“The Internet changes everything.” Although this might have been an overstatement just two years ago, it is clearly not so today. The impact of the Internet is obvious in business-to-consumer transactions: witness the proliferation of Web sites for facilitating sales and services across a broad range of offerings. But the real revolution is happening in business-to-business value chains as companies restructure their operations with trading partners.
The Internet also has had a profound impact on the valuation of individual companies and economic sectors. This can be seen not simply in the incredible market capitalization of companies whose business models are rooted in the Internet (e.g., Amazon, eBay, Yahoo!, Priceline), but also of companies that provide the technical infrastructure for the Net economy (e.g., Intel, Microsoft, AOL, IBM, Cisco). Such valuations—although highly volatile—are compelling established companies to seriously assess whether they will lose out to relative upstarts that are leveraging their lofty valuations into tangible capabilities through acquisition.
The Internet has also evolved beyond personal computers; soon it will be commonplace to access the Net through cellular telephones (Nokia, Ericsson), personal organizers (Palm Computing, Psion), videogame consoles (Sega’s Dreamcast or Sony’s PlayStation), as well as home appliances (Electrolux, Whirlpool), vending machines (Maytag), and automobiles (GM’s Onstar and Microsoft’s AutoPC). In short, the Internet has become more than a simple and effective way to exchange e-mail and documents; it is emerging as a critical backbone of commerce. And, it is happening at a faster pace than many thought possible1 and with which few feel comfortable.

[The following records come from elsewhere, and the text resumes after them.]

PR #379, opened 2024-06-18
DS-680 hooks/useCredentialApi

nicolearagao:
What's included
test: ds-680 add unit tests to hooks module
 
Notes
useCredentialApi - Placeholder onDeleteSelectedCredentials was not tested, deletion in bulk hasn't been implemented(delete it ?)

How to test
2. `$ npm test`

2. `$ npm run test:watch`

### Local run check
2. `$ npm run start`

### Check the build
2. `$ npm run build`

Updates issue/story


cdcabrera (changes requested):
The unit tests for this hook highlight a few issues that should be resolved to help us allow for future expansion...

1. The hook function name does not accurately reflect what it accomplishes, deleting credentials, let's fix this
   - required change: Let's update the hook function name to some more specific, like `useDeleteCredentialsApi`
   - additional reason: we can have multiple hooks in one file, this makes it easier to test since a large function that returns multiple functions may have private internals that are awkward to test against. considering the file itself as the class, in some cases, may help with simplification 

1. The `useCredentialApi` hook function attempts to house state inside itself that directly affects the view component modal display with `setPendingCredential` instead of keeping it within the `viewCredentialsList.tsx` component. This is confusing. `setPendingCredential` state should be housed in relation to what component it is affecting to avoid confusion on why/where it's being used. Let's make it easier on ourselves...
   - required change: move the `pendingDeleteCred, setPendingDeleteCred` state to to `viewCredentialsList.tsx` and remove it from the hook. This will also involve removing the various references to `pendingDeleteCredential` inside the hook... see the next change for more detail
      ```
      const [pendingDeleteCredential, setPendingDeleteCredential] = React.useState<CredentialType>();
      ```
   - required change: let's pass credentials to the callbacks
      ```
         const onDeleteCredential = useCallback(
            (credential: CredentialType) => {
      ``` 
1. The hook function attempts to draw a distinction between deleting a single credential and multiple credentials, technically there is no difference from the API's perspective. Let's update the hook itself so it has the ability to delete a single and multiple credentials [similar to how v1 handles this same issue](https://github.com/quipucords/quipucords-ui/blob/main/src/redux/actions/credentialsActions.js#L29)

#### And finally
After those 3 updates... the end result of what we're going for should look something like the below. 

```
const useDeleteCredentialApi = () => {
  const { t } = useTranslation();
  const { addAlert } = useAlerts();

  // similar to what you've already started, consider a consistent name or prefix to help highlight this is only the base api call so we can apply it across other hooks
  const apiDeleteCredential = (id: CredentialType['id']) =>
    axios.delete(`${process.env.REACT_APP_CREDENTIALS_SERVICE}${id}/`);

  // delete a single, or multiple, credentials. And handle success, error, and cleanup operations.
  const onDeleteCredentials = useCallback(
    (credential: CredentialType | CredentialType[]) => {
      ...
      return Promise.all(updatedCredentials...
    [addAlert, apiDeleteCredential, t]
  );

  return {
    apiDeleteCredential,
    onDeleteCredentials
  };
};
```

This will also involve updating `viewCredentialsList.tsx` to be able to handle this updated format, where things like
   - the `then` and `catch` can be maintained in the above `onDeleteCredentials` hook callback
   - and `finally` could be used in the`viewCredentialsList.tsx` component for things like `refresh`
      - example: `onClick={() => onDeleteCredentials(selectedItems).finally(() => onRefresh())}`

src/hooks/__tests__/useCredentialApi.test.ts
```diff
@@ -0,0 +1,140 @@
...
+    };
+    (axios.post as jest.MockedFunction<typeof axios.post>).mockRejectedValue(error);
+
+    await act(async () => {
+      await result.current.deleteCredentials(mockCredential1);
+    });
+
+    expect(mockOnAddAlert).toHaveBeenCalledWith(expect.objectContaining({ variant: 'danger' }));
+  });
+});
```
cdcabrera, line 140: I compliment the thoroughness of these tests, however... we shouldn't be testing axios. Axios is already tested we should be testing what we're actually doing, submitting formatted data and displaying alerts

required: 
- I've opened up a PR that will provide you with some enhancements for testing, **bring that commit into this work**... we'll be merging that work before yours since it helps with your other PRs too
- let's focus your unit tests and try to make sure we house our mocks under the `describe`
   - we shouldn't actually need full fledge mock responses... 
- I've removed the detailed mocks and opted for simplistic data. The mocks look like they took time, apologies for removing them. The reason, we're not necessarily concerned about e2e level detail at this point is that these are unit tests and we are using Typescript. Typescript should help us catch issues at a detail level if our typings are setup correctly. We wrote functions that don't really care about anything but their piece, so from that perspective we just need enough to be to test that functionality and trust Typescript. 
- I've broken the tests out into something that uses a more simplistic axios mock using the `jest.spyOn` method where we'll detect the `calls` to with snapshots... we can apply this `calls` concept to the `onAddAlert` callback too

- And I've added direct tests for the success and error callbacks now that we're exporting them, and we're no longer bogged down trying to mock out the entire hook

```
describe('useDeleteCredentialApi', () => {
  let mockOnAddAlert;
  let hookResult;

  beforeEach(() => {
    mockOnAddAlert = jest.fn();
    const hook = renderHook(() => useDeleteCredentialApi(mockOnAddAlert));
    hookResult = hook?.result?.current;
  });

  afterEach(() => {
    jest.clearAllMocks();
  });

  // Let's keep the axios call simple, we can use a jest.spyOn instead, ignore the typings on spyOn they also appear out-of-date/busted similar to `toMatchSnapshot`
  // we're going to use `mock.calls` and pull out the "attempt" at an API response
  it('should attempt an api call to delete credentials', () => {
    const { apiCall } = hookResult;
    const mockAxios = jest.fn();
    jest.spyOn(axios, 'post').mockImplementation(mockAxios);

    apiCall([456, 789]);
    expect(mockAxios.mock.calls).toMatchSnapshot('apiCall');
  });

  it('should attempt to delete single, and multiple credentials', () => {
    const { deleteCredentials } = hookResult;
    const mockAxios = jest.fn();
    jest.spyOn(axios, 'post').mockImplementation(mockAxios);

    deleteCredentials({ id: 123 });
    deleteCredentials([{ id: 456 }, { id: 789 }]);
    expect(mockAxios.mock.calls).toMatchSnapshot('deleteCredentials');
  });

  it('should process an API success response', () => {
    const { callbackSuccess } = hookResult;

    // danger
    callbackSuccess(
      {
        data: {
          skipped: [{ credential: 123 }, { credential: 456 }]
        }
      },
      [
        { id: 123, name: 'Lorem' },
        { id: 456, name: 'Ipsum' }
      ]
    );

    // warning
    callbackSuccess(
      {
        data: {
          deleted: [456],
          skipped: [{ credential: 123 }]
        }
      },
      [
        { id: 123, name: 'Lorem' },
        { id: 456, name: 'Ipsum' }
      ]
    );

    // success
    callbackSuccess(
      {
        data: {
          deleted: [123, 456]
        }
      },
      [
        { id: 123, name: 'Lorem' },
        { id: 456, name: 'Ipsum' }
      ]
    );

    expect(mockOnAddAlert.mock.calls).toMatchSnapshot('callbackSuccess');
  });

  it('should process an API error response', () => {
    const { callbackError } = hookResult;

    callbackError(
      {
        response: {
          data: {
            detail: 'Lorem ipsum'
          }
        }
      },
      [
        { id: 123, name: 'Lorem' },
        { id: 456, name: 'Ipsum' }
      ]
    );

    callbackError(
      {
        response: {
          data: {
            message: 'Dolor sit'
          }
        }
      },
      [
        { id: 123, name: 'Lorem' },
        { id: 456, name: 'Ipsum' }
      ]
    );

    callbackError(
      {
        message: 'Amet'
      },
      [
        { id: 123, name: 'Lorem' },
        { id: 456, name: 'Ipsum' }
      ]
    );

    callbackError({}, [
      { id: 123, name: 'Lorem' },
      { id: 456, name: 'Ipsum' }
    ]);

    expect(mockOnAddAlert.mock.calls).toMatchSnapshot('callbackError');
  });
});
```

cdcabrera (changes requested):
looks good, you've helped expose optimizations which is a good thing!

In addition to the required changes _there are 2 extras that you should do._..

- Get rid of the Patternfly `getUniqueId` since it IS NOT test safe.. we originally had a `generateId` in the helper file similar to below, you could restore that, it is test safe. And it WILL help with testing snapshots if you replace all instances of it in `useCredentialApi.ts`
```
/**
 * Generate a random ID.
 *
 * @param {string} prefix
 * @returns {string}
 */
const generateId = (prefix = 'generatedid') =>
  `${prefix}-${(process.env.REACT_APP_ENV !== 'test' && Math.ceil(1e5 * Math.random())) || ''}`;
```

- Make addAlert have the ability to automatically generate an ID if you don't apply one. This will help us out in the long run so we don't have to continuously apply it every time we want to add an alert
```
const addAlert = (options: AlertProps | AlertProps[]) => {
    const updatedOptions = ((Array.isArray(options) && options) || [options]).map(options => ({
      ...options,
      id: options.id || helpers.generateId()
    }));

    setAlerts(prevAlerts => [...prevAlerts, ...updatedOptions]);
  };
```

src/hooks/useCredentialApi.ts
```diff
@@ -1,44 +1,170 @@
...
+        ?.map(({ credential }) => updatedCredentials.find(cred => credential === cred.id)?.name)
+        .filter(Boolean)
+        .join(', ');
+
+      const missingNames = data?.missing
+        ?.map(id => updatedCredentials.find(cred => id === cred.id)?.name)
+        .filter(Boolean)
+        .join(', ');
+
+      const missingCredsMsg = 'The following credentials could not be found:' + missingNames;
```
cdcabrera, line 61: required: let's be consistent and start avoiding old skool string concats, flip to js template/string literal
```
`The following ... : ${missingNames}`
```

src/hooks/useCredentialApi.ts
```diff
@@ -1,44 +1,170 @@
...
+
+      // All credentials were deleted successfully
+      if (data?.deleted?.length === updatedCredentials.length) {
+        const credentialCount = updatedCredentials.length;
+        const context = credentialCount === 1 ? 'deleted-credential' : 'deleted-credentials';
```
cdcabrera, line 66: required: we're working harder than we need to here, and in a few other places this looks like appears too.
i18next provides a mechanism for plurals already using `count`. let's flip here and in the other spots to `count`

> string display logic can get code verbose and confusing fast always try to shift it to i18next and the locale strings file where verbosity is expected

```
const successMessage = t('toast-notifications.description', {
   context: 'deleted-credential',
   count: updatedCredentials.length,
   name: updatedCredentials.map(({ name }) => name).join(', ')
});
```

in en.json starting on line `310` (you'll still need to confirm you don't have overlap I see another `other` already in the file on line `316`) 
```
change line 310: "description_deleted-credential": "Credential(s) were successfully deleted.",
add line: "description_deleted-credential_one": "Credential {{name}} was successfully deleted.",
change line 311: "description_deleted-credential_other": "Credentials {{name}} were successfully deleted."
...
remove and/or keep the copy if you like from line 316: "description_deleted-credential_other": "Deleted credentials {{name}} and more",
```

src/hooks/useCredentialApi.ts
```diff
@@ -1,44 +1,170 @@
...
+        return;
+      }
+
+      // No credentials deleted, either all skipped or all missing
+      if (
+        data?.skipped?.length === updatedCredentials.length ||
+        data?.missing?.length === updatedCredentials.length
+      ) {
+        if (data?.skipped?.length === updatedCredentials.length) {
+          const countValues = data?.skipped?.length === 1 ? 'Credential' : 'Credentials';
```
cdcabrera, line 85: required: move to use `count` in i18next. you can display `{{count}}` in your strings too!

src/hooks/useCredentialApi.ts
```diff
@@ -1,44 +1,170 @@
...
+        }
+        {
+          console.log(missingCredsMsg);
+          return;
+        }
+      }
+
+      // Some credentials deleted, some skipped or missing
+      if (data?.deleted?.length && data?.skipped?.length) {
+        const skippedCountValues = data?.skipped?.length === 1 ? 'Credential' : 'Credentials';
```
cdcabrera, line 106: required: move to use `count` in i18next. you can display `{{count}}` in your strings too!

cdcabrera (changes requested):
Looking better! We're getting close. String updates! 

Next round I'll post some logic updates since we may be working harder than we need to on our conditional checks, but i have to confirm

src/hooks/useCredentialApi.ts
```diff
@@ -1,44 +1,170 @@
...
+            credential_count: countValues
+          });
+          onAddAlert({
+            title: errorMessage,
+            variant: 'danger',
+            id: helpers.generateId()
+          });
+          return;
+        }
+        {
```
cdcabrera, line 98: required: this looks like a bug, extra or missing condition?

src/hooks/useCredentialApi.ts
```diff
@@ -1,44 +1,165 @@
...
+    },
+    [onAddAlert, t]
+  );
+
+  const callbackError = useCallback(
+    (
+      { message, response }: AxiosError<ApiDeleteCredentialErrorType>,
+      updatedCredentials: CredentialType[]
+    ) => {
+      const errorCountValues = updatedCredentials.length === 1 ? 'credential' : 'credentials';
```
cdcabrera, line 127: required: move to using i18next `count` instead

src/hooks/useCredentialApi.ts
```diff
@@ -1,44 +1,165 @@
...
+        onAddAlert({
+          title: successMessage,
+          variant: 'warning',
+          id: helpers.generateId()
+        });
+        if (data?.missing?.length) {
+          console.log(missingCredsMsg);
+          return;
+        }
+      }
```
cdcabrera, line 117: required: we have a unit test that is failing at displaying `success` messages on deletion, specifically, 
```
exports[`useDeleteCredentialApi should handle success while attempting to delete single and multiple credentials: deleteCredentials, success 1`] = []
```
This should be populated with messages...

**Snapshots are tricky**, they have be double checked manually the first few times to make sure the data is coming through. In this case your `success` messages aren't actually firing based on the logic you have

Recommendation
- Let's reset the logic, it appears we are working significantly harder than we need to. 
 
   Since our logic is concerned with things that aren't deleted let's refocus it on that. Let's try "process of elimination" and reverse the order so "success" is the last thing that happens. 
  
   What that means is we'll be limiting our conditions to prove "its not a success" since what we have currently is a bunch of messaging around that concept already, it's less conditions, less prone to developer error

```
      // No credentials deleted, either all skipped or all missing - Exact/Specific checks here are fine, let's do this first the OR gives us options. It's parallel to checking for "all deleted" but in the other direction
      if (
        data?.skipped?.length === updatedCredentials.length ||
        data?.missing?.length === updatedCredentials.length
      ) {
       ...
        onAddAlert({
          ...
        });

        if (data?.missing?.length) {
          console.log(missingCredsMsg);
        }
        return;
      }

      // Some credentials deleted, some skipped or missing - Truthy OR check instead, we don't really need to care beyond the existence of `skipped` or `missing` to fire the alerts. By their existence it means it didn't go according to plan
      if (data?.skipped?.length || data?.missing?.length) {
        ...
        onAddAlert({
          ...
        });

        if (data?.missing?.length) {
          console.log(missingCredsMsg);
        }
        return;
      }

     // All credentials were deleted successfully - **No conditional check necessary**. You can add one if you want, but it's unnecessary since we've eliminated all the skipped and missing before we got to this point
       ...
      onAddAlert({
        ...
      });
```

**OPTIONAL**
If you really wanted to take this even further... you started the concept of applying `missingCredsMsg` in the `console.log`... what's to stop you from doing that to the `onAddAlert` locale string, you could take that a step further and have a single `onAddAlert` at the end. the limitations could be seen as readability with the use of an `else if`... but it highlights that you can take even further... I see an additional optimization but I'll let you figure it out, the hint is ... you're doing string logic we could rely even more on the i18next translation/t function and just because "context" has a `property` doesn't mean it'll be used by the the translation/t function 

```
const message: AlertProps = {
        title: t('toast-notifications.description', {
          context: 'deleted-credential',
          count: updatedCredentials.length,
          name: updatedCredentials.map(({ name }) => name).join(', ')
        }),
        variant: 'success',
        id: helpers.generateId()
      };

// No credentials deleted, either all skipped or all missing
      if (
        data?.skipped?.length === updatedCredentials.length ||
        data?.missing?.length === updatedCredentials.length
      ) {
        message.title = t('toast-notifications.description', {
          context: 'skipped-credential',
          name: skippedNames,
          count: data?.skipped?.length
        });
        message.variant = 'danger';
      } else if (data?.skipped?.length || data?.missing?.length) {
        message.title = t('toast-notifications.description', {
          context: 'deleted-credentials-skipped-credentials',
          deleted_names: deletedNames,
          skipped_names: skippedNames,
          count: data?.skipped?.length
        });
        message.variant = 'warning';
      }

      // All credentials were deleted successfully
      onAddAlert(message);

      if (data?.missing?.length) {
          console.log(`The following credentials could not be found: ${missingNames}`);
      }

      return;
```

cdcabrera (changes requested):
Very close! Optimizations and a busted unit test

cdcabrera (approved):
lgtm!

But, if you ask managers about the strategies for their Internet businesses, you get a bewildering array of responses. Some mention the functionality of the Web (“you can get the details of our latest new product introductions”); some highlight their choice of platform (“we are driven on the Oracle platform or IBM’s e-business infrastructure or Hewlett-Packard’s latest suite of e-services”). Some trumpet how they use the Web to enhance customer service (“we provide enhanced customized service—such as specialized pricing and promotions or provide rapid response to customer inquiries”), whereas others point to their success in integrating the physical and digital infrastructures to provide seamless service (“our customers can interact with us in branches, by telephone, or over the Net without any differences in cost or service levels”).